# What you need to do:
The full set of entries below should be transcribed exactly.
-- Source material follows --
PR #1609, opened 2018-03-20
T21528

tchx84:
https://phabricator.endlessm.com/T21528

### DIFF
--- a/js/app/modules/layout/topMenu.js
+++ b/js/app/modules/layout/topMenu.js
@@ -8,6 +8,16 @@ const Gtk = imports.gi.Gtk;
 const Module = imports.app.interfaces.module;
 const SlidingPanelOverlay = imports.app.widgets.slidingPanelOverlay;
 
+const Direction = {
+    UP: 0,
+    DOWN: 1,
+};
+
+const MIN_PIXELS_TO_ACTIVATE = {
+    [Direction.UP]: 20,
+    [Direction.DOWN]: 275,
+};
+
 /**
  * Class: TopMenu
  * A layout template with a top menu bar that slides out over the content
@@ -66,6 +76,10 @@ var TopMenu = new Module.Class({
         this._menu_panel = this.add_panel_widget(top_menu_container, Gtk.PositionType.TOP);
         this._menu_panel.expand = true;
 
+        this._previous_position = 0;
+        this._previous_start = 0;
+        this._previous_direction = Direction.DOWN;
+
         this._open_menu();
         let content = this.create_submodule('content');
         this._grid.add(content);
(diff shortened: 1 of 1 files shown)


js/app/modules/layout/topMenu.js
```diff
@@ -8,6 +8,14 @@ const Gtk = imports.gi.Gtk;
 const Module = imports.app.interfaces.module;
 const SlidingPanelOverlay = imports.app.widgets.slidingPanelOverlay;
 
+const DIRECTION = {
```
ptomato: Coding style nitpick: Use `Direction.DOWN` and `Direction.UP`.

js/app/modules/layout/topMenu.js
```diff
@@ -8,6 +8,14 @@ const Gtk = imports.gi.Gtk;
...
+    UP: 0,
+    DOWN: 1,
+};
+
+const DISTANCE_UP = 20;
```
ptomato: Clarify these with a comment, or give them names that indicate what the distance represents, or both. Maybe you could make something that's indexable by a value of `Direction`? e.g.
```js
const APPEAR_THRESHOLD_PX = {
    [Direction.UP]: 20,
    [Direction.DOWN]: 200,
};
```

js/app/modules/layout/topMenu.js
```diff
@@ -66,6 +74,10 @@ var TopMenu = new Module.Class({
         this._menu_panel = this.add_panel_widget(top_menu_container, Gtk.PositionType.TOP);
         this._menu_panel.expand = true;
 
+        this._previous_value = 0;
```
ptomato: I'd name this `_previous_position` to avoid the generic `value`

js/app/modules/layout/topMenu.js
```diff
@@ -82,7 +91,7 @@ var TopMenu = new Module.Class({
         let content = this.create_submodule('content');
         this._grid.add(content);
 
-        if (content instanceof Gtk.ScrolledWindow) {
+        if (this.hide_on_scroll && content instanceof Gtk.ScrolledWindow) {
```
ptomato: I don't think this check is correct, it's cutting out other logic if `hide_on_scroll` is turned off.

js/app/modules/layout/topMenu.js
```diff
@@ -14,7 +14,7 @@ const DIRECTION = {
 };
 
 const DISTANCE_UP = 20;
-const DISTANCE_DOWN = 200;
+const DISTANCE_DOWN = 275;
```
ptomato: The code says 275, but the commit message 270. Either seems fine, but they should agree.

tchx84: Will check with @katelk28 , but for now I will assume the code is correct.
-- Source material concluded --
# Task answer:
PR #1609, opened 2018-03-20
T21528

tchx84:
https://phabricator.endlessm.com/T21528

### DIFF
--- a/js/app/modules/layout/topMenu.js
+++ b/js/app/modules/layout/topMenu.js
@@ -8,6 +8,16 @@ const Gtk = imports.gi.Gtk;
 const Module = imports.app.interfaces.module;
 const SlidingPanelOverlay = imports.app.widgets.slidingPanelOverlay;
 
+const Direction = {
+    UP: 0,
+    DOWN: 1,
+};
+
+const MIN_PIXELS_TO_ACTIVATE = {
+    [Direction.UP]: 20,
+    [Direction.DOWN]: 275,
+};
+
 /**
  * Class: TopMenu
  * A layout template with a top menu bar that slides out over the content
@@ -66,6 +76,10 @@ var TopMenu = new Module.Class({
         this._menu_panel = this.add_panel_widget(top_menu_container, Gtk.PositionType.TOP);
         this._menu_panel.expand = true;
 
+        this._previous_position = 0;
+        this._previous_start = 0;
+        this._previous_direction = Direction.DOWN;
+
         this._open_menu();
         let content = this.create_submodule('content');
         this._grid.add(content);
(diff shortened: 1 of 1 files shown)


js/app/modules/layout/topMenu.js
```diff
@@ -8,6 +8,14 @@ const Gtk = imports.gi.Gtk;
 const Module = imports.app.interfaces.module;
 const SlidingPanelOverlay = imports.app.widgets.slidingPanelOverlay;
 
+const DIRECTION = {
```
ptomato: Coding style nitpick: Use `Direction.DOWN` and `Direction.UP`.

js/app/modules/layout/topMenu.js
```diff
@@ -8,6 +8,14 @@ const Gtk = imports.gi.Gtk;
...
+    UP: 0,
+    DOWN: 1,
+};
+
+const DISTANCE_UP = 20;
```
ptomato: Clarify these with a comment, or give them names that indicate what the distance represents, or both. Maybe you could make something that's indexable by a value of `Direction`? e.g.
```js
const APPEAR_THRESHOLD_PX = {
    [Direction.UP]: 20,
    [Direction.DOWN]: 200,
};
```

js/app/modules/layout/topMenu.js
```diff
@@ -66,6 +74,10 @@ var TopMenu = new Module.Class({
         this._menu_panel = this.add_panel_widget(top_menu_container, Gtk.PositionType.TOP);
         this._menu_panel.expand = true;
 
+        this._previous_value = 0;
```
ptomato: I'd name this `_previous_position` to avoid the generic `value`

js/app/modules/layout/topMenu.js
```diff
@@ -82,7 +91,7 @@ var TopMenu = new Module.Class({
         let content = this.create_submodule('content');
         this._grid.add(content);
 
-        if (content instanceof Gtk.ScrolledWindow) {
+        if (this.hide_on_scroll && content instanceof Gtk.ScrolledWindow) {
```
ptomato: I don't think this check is correct, it's cutting out other logic if `hide_on_scroll` is turned off.

js/app/modules/layout/topMenu.js
```diff
@@ -14,7 +14,7 @@ const DIRECTION = {
 };
 
 const DISTANCE_UP = 20;
-const DISTANCE_DOWN = 200;
+const DISTANCE_DOWN = 275;
```
ptomato: The code says 275, but the commit message 270. Either seems fine, but they should agree.

tchx84: Will check with @katelk28 , but for now I will assume the code is correct.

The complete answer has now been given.